The scientists likened the effect to closing the door to an intruder and tossing away the key.
The drug provides “very, very strong protection,” Farzan told AFP by email.
The paper reported on a 40-week experiment which showed that inoculated animals thrived even after being injected with four times the dose needed to infect macaques in a “control” group.
Further research, to be unveiled at a conference in Seattle next week, found that the treated macaques “continue to be protected from eight times and 16 times the infectious dose, more than a year after inoculation,” Farzan said.
The search for a vaccine has been one of the most frustrating chapters of the AIDS saga.
Traditional antibody-based vaccine candidates have failed to put up more than a partial shield, partly because of mutations in the stealthy virus.
The new prototype formula, though, targets sites on the virus’ so-called Env entry protein that are “highly conserved” — a scientific term meaning that these sites do not mutate very much.
Lab-dish tests have found that the drug also works on human HIV, which is very close to the simian version of the virus.
“Unlike antibodies, which fail to neutralise a large fraction of HIV-1 strains, our protein has been effective against all strains tested, raising the possibility it could offer an effective HIV vaccine alternative,” said Farzan.
He cautioned: “Of course, we still need to do further safety studies in both macaques and humans” before any trials can take place.
Since 1981, about 78 million people have been infected by HIV, which destroys immune cells and leaves the body exposed to tuberculosis, pneumonia and other opportunistic diseases.
Thirty-nine million have died, according to UN estimates.
– Treatment burden –
Antiretroviral drugs, invented in the mid-1990s, can treat infection, but cannot cure it or prevent it.

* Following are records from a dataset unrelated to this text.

Issue #87, opened 2025-05-14
[IDEA] Add the ability to format javascript code


sbraconnier:
**Is your feature request related to a problem? Please describe.**
When editing javascript code, it's not possible to format the code using a quick action (not that I'm aware of). It would be useful to be able to format the code using a context menu and/or a keyboard shortcut.

**Describe your use case**
na.

**Describe the solution you'd like**
The provided [js-beautify](https://github.com/OpenIntegrationEngine/engine/blob/main/server/src/com/mirth/connect/util/beautify-1.6.8.js) library could be used to create an new [action](https://github.com/OpenIntegrationEngine/engine/tree/main/client/src/com/mirth/connect/client/ui/components/rsta/actions) for the rsta that will allow the user to format the javascript code.

**Describe alternatives you've considered**
na.

**Additional context**
I would be happy to contribute for this one.

tonygermano:
I think that's a great idea. Do you know if js-beautify works with rhino code containing all of the odd e4x syntax and operators? That seems to be the issue with most beautifiers and js written for mirth.

tonygermano:
Looks viable. I just tried the following at https://js-beautify.com

```javascript
const val = 1

default         xml namespace = 'uri://test'
  var x = <xml>
      <a val={val}/>
 </xml>
  
 for each (var a in x   ..a) { var b = a.*::b
               }
```

There was a setting at the top I had to change for e4x/jsx support or it really messed up the xml literal. It still didn't change the indents for the xml,  but otherwise it seemed to work fine and cleaned it up to
```javascript
const val = 1

default xml namespace = 'uri://test'
var x = <xml>
      <a val={val}/>
 </xml>

for each(var a in x..a) {
    var b = a.*::b
}
```

sbraconnier:
This option is set programmatically [here](https://github.com/OpenIntegrationEngine/engine/blob/main/server/src/com/mirth/connect/util/JavaScriptSharedUtil.java#L206) in the OIE source code. I would also set the `indent_with_tabs` to `true` as it seems to be the default behavior of the editor.

At the moment, the function [JavaScriptSharedUtil#prettyPrint](https://github.com/OpenIntegrationEngine/engine/blob/main/server/src/com/mirth/connect/util/JavaScriptSharedUtil.java#L143) is only used to pretty print the read-only "Generated Script" tab of a transformer step (or filter rule). It could be easily used as an action to manually format the code. I've already started working on a PR.

PR #90, opened 2025-05-17
Add the ability to manually format Javascript code (#87)

sbraconnier:
Default format shortcut is Ctrl+Shift+F (like Eclipse). I hesitated between Eclipse (Ctrl+Shift+F), Intellij (Ctrl+Alt+L) and Postman (Ctrl+B). 

Note that I also add the menu item "toggle comment" option to the new contextual "code" menu.


tonygermano (dismissed):
These changes all look good to me. I split the original commit into two because while adding the ability to toggle comments via the context menu makes sense, it is not related to the other change of being able to format the code. I also expanded the commit messages to better describe the changes.

As an example of what the code formatting can do, here is a before:
image

And after:
image

The context menu changes after both commits appears as the following:
image

gibson9583 (dismissed):

gibson9583:
@pacmano1 - noted same issue on malformed JS.  Only option around this would be to call validation first, but I don't think it's a deal breaker after kicking around with SC. Some beautifiers will and some won't format "bad" code.

pacmano1:
I came across this same issue with the content formatter. A different PR.  For example, both built in prettyPrints will format the "wrong" data type.  

So if I'm understanding you correctly, your position is the developer should know better.

pacmano1 (dismissed):

client/src/com/mirth/connect/client/ui/components/rsta/actions/FormatCodeAction.java
```diff
@@ -0,0 +1,111 @@
+/*
+ * Copyright (c) Mirth Corporation. All rights reserved.
+ * 
+ * http://www.mirthcorp.com
+ * 
+ * The software in this package is published under the terms of the MPL license a copy of which has
+ * been included with this distribution in the LICENSE.txt file.
+ */
```
kpalang: question: Is this Mirth Corp copyright intentional in a new file?

kpalang (changes requested):

client/src/com/mirth/connect/client/ui/components/rsta/actions/FormatCodeAction.java
sbraconnier: Well, not sure what the convention is for OpenIntegrationEngine new files. The PR was created before the branding changes, which removed (I think) the `license-header.txt` that was living at the root of the project. Every java source file had that header at that time.

kpalang: Gonna summon @tonygermano as the guy who knows about this stuff.

tonygermano: Good catch. I replaced it with a SPDX Header and named Simon as the copyright holder. NextGen should not be given copyright on any original files created by this project.

tonygermano (approved):

mgaffigan (approved):
Notes:
- Formatting fails pretty hard with `var x = <{a} {a}={a} />;`
- The user caret is moved to the start of the formatted selection (rather than wherever it was prior to formatting)
- The editor in general has some odd behavior with characters outside of the BMP

I don't think any of those are cause for correction.  LGTM

kpalang (approved):

sbraconnier-op3c:
[celebrate]     Simon Braconnier reacted to your message:
________________________________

Treatment is lifelong, carries side effects and for many health systems, the drugs bill is spiralling, said Anthony Fauci, head of the US National Institute of Allergy and Infectious Diseases (NIH), whose parent organisation funded the research.
“This innovative research marks an important step toward our goal of putting HIV into sustained remission in chronically-infected people,” Fauci said in a press release.
The approach behind eCD4-Ig is based on the idea that two is better than one. Separately, the two mimics are not effective, but together they are.
They are delivered into the body inside a harmless adenovirus that is used extensively in medical research.
Once injected into muscle tissue, the virus uses cells to crank out the protective protein, in quantities that could last for years.